> THE TASK: For the records below, give the count of lines holding the word "versions" and nothing more.
### WORKING DATA
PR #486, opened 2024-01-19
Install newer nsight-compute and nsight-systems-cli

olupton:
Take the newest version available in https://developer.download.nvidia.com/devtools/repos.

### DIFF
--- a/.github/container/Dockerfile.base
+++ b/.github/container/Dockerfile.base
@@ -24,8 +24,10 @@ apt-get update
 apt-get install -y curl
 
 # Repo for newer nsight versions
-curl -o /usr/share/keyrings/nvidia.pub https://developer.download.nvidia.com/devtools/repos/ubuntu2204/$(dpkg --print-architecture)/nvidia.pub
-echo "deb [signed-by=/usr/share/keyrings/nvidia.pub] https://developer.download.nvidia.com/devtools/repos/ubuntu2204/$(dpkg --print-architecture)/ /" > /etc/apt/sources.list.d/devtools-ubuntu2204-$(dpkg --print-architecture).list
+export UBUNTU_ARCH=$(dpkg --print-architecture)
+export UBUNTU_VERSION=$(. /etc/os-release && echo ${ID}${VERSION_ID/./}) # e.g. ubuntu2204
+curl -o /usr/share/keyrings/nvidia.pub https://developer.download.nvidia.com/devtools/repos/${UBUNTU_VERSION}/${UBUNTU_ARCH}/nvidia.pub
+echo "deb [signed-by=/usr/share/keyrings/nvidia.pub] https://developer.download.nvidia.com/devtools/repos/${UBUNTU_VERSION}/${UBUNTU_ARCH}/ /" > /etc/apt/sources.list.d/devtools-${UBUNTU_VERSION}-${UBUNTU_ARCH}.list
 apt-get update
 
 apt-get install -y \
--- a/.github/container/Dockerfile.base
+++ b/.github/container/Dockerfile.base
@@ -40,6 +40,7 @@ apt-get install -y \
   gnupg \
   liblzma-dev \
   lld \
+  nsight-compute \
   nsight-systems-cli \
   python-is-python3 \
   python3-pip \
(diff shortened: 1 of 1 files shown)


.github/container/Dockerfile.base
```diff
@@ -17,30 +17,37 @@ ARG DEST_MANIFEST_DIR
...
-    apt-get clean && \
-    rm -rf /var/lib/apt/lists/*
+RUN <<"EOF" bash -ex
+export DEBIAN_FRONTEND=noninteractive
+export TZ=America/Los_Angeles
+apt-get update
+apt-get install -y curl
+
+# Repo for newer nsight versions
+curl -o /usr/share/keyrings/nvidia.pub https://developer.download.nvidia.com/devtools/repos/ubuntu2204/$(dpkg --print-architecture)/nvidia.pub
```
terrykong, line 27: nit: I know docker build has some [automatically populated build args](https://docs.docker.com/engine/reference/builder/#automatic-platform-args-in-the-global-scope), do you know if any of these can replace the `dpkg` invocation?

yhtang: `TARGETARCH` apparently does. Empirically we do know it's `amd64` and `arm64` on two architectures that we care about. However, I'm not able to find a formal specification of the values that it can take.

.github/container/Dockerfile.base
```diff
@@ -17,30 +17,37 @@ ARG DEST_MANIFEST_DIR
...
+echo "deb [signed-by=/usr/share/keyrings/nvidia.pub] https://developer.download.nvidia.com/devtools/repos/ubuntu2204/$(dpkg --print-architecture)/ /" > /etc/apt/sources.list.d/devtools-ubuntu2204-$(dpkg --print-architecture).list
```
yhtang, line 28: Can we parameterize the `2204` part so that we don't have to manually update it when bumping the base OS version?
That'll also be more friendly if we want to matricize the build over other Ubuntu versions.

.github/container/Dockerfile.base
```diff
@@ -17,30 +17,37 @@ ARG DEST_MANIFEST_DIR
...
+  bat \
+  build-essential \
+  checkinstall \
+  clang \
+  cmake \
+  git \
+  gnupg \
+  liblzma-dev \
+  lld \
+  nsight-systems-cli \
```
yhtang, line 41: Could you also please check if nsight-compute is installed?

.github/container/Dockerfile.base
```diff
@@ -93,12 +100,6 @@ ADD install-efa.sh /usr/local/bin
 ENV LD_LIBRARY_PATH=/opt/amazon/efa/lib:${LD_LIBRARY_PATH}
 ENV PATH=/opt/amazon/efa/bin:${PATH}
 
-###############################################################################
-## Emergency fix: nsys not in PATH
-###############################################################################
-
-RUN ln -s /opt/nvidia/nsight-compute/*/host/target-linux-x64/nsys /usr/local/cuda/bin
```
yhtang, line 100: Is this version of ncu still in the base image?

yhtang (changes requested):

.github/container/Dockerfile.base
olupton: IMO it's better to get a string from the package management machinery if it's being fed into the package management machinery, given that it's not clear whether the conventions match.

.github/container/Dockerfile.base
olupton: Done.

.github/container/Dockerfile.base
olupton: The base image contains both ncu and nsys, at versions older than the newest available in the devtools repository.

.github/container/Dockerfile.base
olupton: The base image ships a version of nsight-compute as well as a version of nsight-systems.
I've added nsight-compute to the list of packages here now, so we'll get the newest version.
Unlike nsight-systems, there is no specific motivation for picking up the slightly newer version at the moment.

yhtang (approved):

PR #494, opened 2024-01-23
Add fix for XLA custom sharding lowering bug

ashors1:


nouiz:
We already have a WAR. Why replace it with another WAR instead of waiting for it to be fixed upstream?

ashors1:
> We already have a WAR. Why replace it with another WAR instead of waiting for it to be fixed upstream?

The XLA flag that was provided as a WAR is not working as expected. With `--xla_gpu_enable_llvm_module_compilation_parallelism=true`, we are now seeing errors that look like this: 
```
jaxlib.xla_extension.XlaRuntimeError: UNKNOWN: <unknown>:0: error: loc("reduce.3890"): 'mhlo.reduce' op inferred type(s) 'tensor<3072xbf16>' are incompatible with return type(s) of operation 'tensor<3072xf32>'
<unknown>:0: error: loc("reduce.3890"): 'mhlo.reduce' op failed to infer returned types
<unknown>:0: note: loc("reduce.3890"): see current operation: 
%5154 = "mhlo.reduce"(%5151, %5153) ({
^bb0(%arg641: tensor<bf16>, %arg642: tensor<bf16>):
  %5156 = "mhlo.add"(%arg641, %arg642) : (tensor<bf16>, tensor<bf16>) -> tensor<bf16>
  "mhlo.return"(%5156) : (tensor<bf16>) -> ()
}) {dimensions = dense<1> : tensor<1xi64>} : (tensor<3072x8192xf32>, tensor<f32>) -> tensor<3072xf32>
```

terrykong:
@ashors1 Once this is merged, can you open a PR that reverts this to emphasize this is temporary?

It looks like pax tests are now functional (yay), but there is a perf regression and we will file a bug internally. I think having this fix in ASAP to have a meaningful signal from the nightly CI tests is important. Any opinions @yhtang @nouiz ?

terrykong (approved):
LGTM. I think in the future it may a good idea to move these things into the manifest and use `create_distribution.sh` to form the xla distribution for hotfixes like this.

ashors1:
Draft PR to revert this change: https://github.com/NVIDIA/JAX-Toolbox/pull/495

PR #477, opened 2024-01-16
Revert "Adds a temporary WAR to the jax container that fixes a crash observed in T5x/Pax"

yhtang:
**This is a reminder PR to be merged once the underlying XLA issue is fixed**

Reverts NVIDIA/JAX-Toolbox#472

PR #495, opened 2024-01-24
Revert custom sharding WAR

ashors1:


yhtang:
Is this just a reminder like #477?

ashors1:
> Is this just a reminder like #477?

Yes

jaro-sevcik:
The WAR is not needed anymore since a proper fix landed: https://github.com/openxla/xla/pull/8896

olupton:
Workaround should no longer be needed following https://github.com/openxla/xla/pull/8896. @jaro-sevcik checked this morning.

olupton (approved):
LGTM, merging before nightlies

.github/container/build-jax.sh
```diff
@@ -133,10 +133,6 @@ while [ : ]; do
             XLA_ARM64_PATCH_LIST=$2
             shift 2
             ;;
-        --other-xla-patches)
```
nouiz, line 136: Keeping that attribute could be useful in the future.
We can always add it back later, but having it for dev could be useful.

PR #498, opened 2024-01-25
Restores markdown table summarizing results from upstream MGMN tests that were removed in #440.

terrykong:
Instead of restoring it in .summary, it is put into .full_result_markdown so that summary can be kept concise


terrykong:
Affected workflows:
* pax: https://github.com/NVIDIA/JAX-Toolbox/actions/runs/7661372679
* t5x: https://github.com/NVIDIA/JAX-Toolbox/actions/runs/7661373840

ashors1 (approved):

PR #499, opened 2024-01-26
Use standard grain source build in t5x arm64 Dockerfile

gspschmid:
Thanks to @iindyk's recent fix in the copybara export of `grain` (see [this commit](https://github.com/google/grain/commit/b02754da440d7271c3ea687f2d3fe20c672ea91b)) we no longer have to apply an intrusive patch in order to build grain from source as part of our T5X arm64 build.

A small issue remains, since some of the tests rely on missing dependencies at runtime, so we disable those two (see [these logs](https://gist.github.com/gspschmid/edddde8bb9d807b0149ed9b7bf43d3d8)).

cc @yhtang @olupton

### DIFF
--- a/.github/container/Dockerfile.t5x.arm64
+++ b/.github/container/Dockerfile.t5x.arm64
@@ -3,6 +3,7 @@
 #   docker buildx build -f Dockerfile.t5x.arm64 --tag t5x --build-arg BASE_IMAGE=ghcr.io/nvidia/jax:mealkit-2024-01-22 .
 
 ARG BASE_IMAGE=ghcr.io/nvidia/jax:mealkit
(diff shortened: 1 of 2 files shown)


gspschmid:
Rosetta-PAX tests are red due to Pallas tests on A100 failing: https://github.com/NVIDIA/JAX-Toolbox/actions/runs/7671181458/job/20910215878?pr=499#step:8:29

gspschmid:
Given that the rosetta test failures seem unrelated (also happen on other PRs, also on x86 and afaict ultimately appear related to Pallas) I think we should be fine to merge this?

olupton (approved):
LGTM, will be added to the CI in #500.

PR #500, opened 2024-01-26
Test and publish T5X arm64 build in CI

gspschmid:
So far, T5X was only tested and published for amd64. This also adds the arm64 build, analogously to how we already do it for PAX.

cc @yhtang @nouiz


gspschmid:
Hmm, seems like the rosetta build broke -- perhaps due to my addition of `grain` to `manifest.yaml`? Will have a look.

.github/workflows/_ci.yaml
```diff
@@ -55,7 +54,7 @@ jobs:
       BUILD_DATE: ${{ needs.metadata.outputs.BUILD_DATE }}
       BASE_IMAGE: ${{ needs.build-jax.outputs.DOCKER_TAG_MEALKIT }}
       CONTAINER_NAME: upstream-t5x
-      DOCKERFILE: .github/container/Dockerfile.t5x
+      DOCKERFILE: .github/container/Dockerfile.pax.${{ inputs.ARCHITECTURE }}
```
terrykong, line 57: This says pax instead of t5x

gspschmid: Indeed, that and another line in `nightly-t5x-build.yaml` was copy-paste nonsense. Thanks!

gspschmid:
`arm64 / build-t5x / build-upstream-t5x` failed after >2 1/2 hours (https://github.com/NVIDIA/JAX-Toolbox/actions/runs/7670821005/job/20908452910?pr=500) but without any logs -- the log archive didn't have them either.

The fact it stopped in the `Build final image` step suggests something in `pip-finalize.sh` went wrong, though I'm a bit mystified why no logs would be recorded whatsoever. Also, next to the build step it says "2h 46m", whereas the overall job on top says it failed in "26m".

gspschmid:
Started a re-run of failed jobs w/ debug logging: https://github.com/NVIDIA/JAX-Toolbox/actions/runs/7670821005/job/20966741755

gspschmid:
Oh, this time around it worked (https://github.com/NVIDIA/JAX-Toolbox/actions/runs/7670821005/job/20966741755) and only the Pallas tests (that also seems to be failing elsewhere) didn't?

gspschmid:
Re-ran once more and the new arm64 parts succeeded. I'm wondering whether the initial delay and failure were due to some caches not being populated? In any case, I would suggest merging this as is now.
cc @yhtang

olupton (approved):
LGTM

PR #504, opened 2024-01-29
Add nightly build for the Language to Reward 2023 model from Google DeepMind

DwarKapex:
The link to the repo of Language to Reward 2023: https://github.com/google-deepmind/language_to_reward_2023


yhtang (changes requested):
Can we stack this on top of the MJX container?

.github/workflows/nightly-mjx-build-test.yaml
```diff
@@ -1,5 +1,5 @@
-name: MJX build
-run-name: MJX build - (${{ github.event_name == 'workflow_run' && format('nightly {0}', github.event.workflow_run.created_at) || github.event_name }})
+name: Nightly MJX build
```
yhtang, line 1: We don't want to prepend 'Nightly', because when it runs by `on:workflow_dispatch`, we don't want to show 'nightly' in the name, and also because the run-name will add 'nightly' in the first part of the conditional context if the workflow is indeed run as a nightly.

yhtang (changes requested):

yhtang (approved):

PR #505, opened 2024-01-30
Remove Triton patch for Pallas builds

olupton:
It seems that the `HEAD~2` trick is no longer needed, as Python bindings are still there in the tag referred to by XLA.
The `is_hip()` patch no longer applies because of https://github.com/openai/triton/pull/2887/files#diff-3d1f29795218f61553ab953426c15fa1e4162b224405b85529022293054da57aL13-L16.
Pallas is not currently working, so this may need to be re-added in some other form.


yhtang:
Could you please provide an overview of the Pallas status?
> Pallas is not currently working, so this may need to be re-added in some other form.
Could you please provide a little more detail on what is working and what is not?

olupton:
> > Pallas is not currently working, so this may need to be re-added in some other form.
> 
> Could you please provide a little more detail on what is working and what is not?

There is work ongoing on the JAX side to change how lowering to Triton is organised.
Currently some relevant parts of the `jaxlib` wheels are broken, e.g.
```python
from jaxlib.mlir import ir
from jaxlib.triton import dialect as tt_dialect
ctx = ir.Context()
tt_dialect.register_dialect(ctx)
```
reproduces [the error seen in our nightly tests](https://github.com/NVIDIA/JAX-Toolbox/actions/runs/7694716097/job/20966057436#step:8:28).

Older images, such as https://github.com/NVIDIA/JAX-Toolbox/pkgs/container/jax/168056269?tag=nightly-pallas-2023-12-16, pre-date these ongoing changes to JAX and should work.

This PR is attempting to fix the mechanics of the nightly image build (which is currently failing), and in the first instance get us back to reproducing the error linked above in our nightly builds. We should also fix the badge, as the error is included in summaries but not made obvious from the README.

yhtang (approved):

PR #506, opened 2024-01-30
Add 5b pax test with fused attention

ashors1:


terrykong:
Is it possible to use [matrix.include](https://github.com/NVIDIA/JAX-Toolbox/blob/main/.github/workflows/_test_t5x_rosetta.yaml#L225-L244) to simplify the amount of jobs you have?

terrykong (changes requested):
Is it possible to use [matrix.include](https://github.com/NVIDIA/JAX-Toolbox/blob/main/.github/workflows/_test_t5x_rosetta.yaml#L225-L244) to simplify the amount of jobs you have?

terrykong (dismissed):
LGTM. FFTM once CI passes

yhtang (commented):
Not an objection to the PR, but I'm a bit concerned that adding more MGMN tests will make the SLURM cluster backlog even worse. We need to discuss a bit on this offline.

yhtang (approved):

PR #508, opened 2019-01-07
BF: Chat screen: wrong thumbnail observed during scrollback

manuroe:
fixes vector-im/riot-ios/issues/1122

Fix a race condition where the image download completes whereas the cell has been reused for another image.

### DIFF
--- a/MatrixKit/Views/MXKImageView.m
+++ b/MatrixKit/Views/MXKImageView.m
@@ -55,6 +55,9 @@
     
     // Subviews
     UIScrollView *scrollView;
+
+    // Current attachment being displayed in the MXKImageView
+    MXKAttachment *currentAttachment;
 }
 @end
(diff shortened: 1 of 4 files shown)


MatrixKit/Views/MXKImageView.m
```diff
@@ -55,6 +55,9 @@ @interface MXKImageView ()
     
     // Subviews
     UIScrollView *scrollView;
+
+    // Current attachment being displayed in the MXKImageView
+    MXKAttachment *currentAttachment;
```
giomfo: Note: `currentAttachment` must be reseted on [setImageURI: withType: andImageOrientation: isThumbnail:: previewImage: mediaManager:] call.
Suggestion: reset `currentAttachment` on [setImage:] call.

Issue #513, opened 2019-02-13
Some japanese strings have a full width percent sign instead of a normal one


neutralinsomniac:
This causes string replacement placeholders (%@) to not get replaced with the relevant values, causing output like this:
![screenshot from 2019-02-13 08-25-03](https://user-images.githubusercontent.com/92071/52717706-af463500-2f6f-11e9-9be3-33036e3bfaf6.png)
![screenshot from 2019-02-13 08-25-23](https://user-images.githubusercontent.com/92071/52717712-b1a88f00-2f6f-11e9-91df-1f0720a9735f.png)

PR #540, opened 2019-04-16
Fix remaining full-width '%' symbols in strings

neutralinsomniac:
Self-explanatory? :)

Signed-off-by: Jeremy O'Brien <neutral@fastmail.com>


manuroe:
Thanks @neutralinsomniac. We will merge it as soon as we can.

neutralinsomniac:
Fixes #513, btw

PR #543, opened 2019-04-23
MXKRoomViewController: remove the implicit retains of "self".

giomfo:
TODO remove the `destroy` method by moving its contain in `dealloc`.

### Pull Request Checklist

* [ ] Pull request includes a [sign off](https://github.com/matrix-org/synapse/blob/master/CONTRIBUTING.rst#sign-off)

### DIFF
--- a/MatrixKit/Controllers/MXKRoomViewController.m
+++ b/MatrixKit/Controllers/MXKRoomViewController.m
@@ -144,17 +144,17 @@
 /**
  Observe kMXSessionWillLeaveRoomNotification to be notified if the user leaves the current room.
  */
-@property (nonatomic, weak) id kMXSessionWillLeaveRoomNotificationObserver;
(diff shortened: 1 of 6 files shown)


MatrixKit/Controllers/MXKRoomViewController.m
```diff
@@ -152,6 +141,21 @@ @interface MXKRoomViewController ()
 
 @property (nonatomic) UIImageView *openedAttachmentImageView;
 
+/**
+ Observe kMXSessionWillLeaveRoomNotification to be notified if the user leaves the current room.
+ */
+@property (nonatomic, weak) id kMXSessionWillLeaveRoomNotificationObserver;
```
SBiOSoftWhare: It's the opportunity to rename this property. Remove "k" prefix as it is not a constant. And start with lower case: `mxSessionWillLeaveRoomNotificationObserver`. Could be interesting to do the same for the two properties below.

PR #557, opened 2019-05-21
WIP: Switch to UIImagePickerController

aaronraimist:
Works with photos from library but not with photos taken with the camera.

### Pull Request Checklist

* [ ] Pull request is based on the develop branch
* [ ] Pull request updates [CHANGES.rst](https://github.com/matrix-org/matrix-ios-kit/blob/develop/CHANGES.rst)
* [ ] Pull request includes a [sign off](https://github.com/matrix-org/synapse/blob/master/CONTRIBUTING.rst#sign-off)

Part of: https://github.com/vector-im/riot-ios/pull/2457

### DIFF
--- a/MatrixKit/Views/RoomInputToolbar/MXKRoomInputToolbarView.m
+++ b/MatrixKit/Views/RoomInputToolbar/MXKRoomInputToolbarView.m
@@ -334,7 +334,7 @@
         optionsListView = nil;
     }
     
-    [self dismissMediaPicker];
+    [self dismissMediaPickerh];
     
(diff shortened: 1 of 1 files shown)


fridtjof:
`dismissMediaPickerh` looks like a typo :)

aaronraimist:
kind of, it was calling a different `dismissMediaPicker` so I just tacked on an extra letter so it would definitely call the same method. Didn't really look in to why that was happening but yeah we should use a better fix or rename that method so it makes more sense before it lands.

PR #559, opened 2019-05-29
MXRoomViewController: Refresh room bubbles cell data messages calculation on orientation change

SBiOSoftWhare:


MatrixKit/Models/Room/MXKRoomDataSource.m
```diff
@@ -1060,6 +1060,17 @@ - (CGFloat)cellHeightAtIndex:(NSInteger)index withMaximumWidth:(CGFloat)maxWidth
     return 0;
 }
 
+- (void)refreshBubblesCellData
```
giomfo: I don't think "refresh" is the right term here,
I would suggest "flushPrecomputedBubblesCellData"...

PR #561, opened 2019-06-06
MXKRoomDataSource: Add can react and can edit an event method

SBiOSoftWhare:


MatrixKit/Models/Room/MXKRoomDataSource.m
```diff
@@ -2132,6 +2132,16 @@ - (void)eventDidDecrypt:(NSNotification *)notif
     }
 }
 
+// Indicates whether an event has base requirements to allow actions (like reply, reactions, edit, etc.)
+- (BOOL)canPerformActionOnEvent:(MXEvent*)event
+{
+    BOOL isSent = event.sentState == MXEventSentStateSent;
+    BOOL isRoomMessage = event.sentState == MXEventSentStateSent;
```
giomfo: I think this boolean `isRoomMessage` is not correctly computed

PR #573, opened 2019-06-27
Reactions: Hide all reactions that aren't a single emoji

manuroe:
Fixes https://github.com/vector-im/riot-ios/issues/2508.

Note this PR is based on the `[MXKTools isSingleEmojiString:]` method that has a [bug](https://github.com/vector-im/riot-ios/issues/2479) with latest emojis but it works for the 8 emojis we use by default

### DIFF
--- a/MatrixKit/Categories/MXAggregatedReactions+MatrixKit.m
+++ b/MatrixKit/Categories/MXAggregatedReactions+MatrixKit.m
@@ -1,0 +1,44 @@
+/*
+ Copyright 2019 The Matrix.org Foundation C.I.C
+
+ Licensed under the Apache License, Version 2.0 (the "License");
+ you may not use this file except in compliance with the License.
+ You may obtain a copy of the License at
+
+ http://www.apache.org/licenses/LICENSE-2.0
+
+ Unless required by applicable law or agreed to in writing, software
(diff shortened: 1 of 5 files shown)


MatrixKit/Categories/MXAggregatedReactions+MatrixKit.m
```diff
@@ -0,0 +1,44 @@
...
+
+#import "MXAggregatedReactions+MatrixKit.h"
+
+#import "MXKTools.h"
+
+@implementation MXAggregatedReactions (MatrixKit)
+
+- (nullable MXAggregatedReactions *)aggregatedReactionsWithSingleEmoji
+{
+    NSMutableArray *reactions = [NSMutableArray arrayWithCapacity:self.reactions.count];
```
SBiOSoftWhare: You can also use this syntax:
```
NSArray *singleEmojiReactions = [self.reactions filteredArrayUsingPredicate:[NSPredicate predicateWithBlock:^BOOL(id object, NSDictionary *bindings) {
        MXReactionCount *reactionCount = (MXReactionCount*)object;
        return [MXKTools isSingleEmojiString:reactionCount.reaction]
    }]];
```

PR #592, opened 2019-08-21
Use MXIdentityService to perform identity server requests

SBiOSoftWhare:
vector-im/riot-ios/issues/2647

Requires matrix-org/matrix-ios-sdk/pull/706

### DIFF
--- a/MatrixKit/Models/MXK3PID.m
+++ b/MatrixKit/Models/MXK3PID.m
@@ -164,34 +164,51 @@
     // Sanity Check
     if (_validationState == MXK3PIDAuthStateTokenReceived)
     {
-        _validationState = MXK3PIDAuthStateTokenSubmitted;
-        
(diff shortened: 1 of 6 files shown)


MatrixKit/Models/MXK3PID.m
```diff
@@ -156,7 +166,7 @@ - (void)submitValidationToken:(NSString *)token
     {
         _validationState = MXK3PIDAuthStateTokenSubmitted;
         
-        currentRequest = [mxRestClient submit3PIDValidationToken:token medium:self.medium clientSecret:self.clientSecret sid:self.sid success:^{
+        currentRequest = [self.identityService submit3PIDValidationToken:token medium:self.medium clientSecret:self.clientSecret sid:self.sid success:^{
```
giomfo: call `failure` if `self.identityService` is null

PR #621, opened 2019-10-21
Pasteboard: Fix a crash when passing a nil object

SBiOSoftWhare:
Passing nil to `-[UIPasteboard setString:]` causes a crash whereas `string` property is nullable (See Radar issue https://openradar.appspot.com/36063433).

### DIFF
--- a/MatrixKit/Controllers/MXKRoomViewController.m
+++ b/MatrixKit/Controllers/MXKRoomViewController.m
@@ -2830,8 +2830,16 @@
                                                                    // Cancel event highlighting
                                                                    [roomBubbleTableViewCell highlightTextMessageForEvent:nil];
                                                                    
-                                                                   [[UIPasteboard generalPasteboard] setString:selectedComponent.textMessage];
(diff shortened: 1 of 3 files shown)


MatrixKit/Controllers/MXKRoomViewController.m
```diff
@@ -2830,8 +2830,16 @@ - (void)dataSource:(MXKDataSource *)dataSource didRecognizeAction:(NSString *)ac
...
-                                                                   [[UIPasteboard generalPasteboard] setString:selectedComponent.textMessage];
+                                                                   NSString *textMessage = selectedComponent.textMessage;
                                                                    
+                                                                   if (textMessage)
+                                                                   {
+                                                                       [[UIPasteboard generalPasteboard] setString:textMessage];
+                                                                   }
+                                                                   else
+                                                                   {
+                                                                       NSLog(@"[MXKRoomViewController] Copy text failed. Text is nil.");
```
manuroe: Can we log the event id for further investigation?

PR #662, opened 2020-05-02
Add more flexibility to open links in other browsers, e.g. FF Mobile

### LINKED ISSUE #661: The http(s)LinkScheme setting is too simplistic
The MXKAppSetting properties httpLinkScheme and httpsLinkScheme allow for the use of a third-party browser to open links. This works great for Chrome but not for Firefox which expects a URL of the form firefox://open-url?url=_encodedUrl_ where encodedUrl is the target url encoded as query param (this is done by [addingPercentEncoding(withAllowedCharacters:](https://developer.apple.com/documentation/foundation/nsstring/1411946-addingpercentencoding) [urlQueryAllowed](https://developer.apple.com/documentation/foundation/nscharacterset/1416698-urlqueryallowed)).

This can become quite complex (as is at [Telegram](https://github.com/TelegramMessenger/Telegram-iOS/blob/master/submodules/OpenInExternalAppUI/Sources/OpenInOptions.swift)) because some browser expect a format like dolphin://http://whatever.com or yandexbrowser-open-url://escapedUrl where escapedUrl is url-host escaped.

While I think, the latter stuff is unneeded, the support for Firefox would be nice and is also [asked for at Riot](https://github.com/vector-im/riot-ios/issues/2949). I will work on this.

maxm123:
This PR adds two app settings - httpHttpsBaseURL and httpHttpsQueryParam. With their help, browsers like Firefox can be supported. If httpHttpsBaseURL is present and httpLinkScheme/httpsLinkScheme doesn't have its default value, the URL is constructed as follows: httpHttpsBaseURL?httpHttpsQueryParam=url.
######
> RESPONSE: 4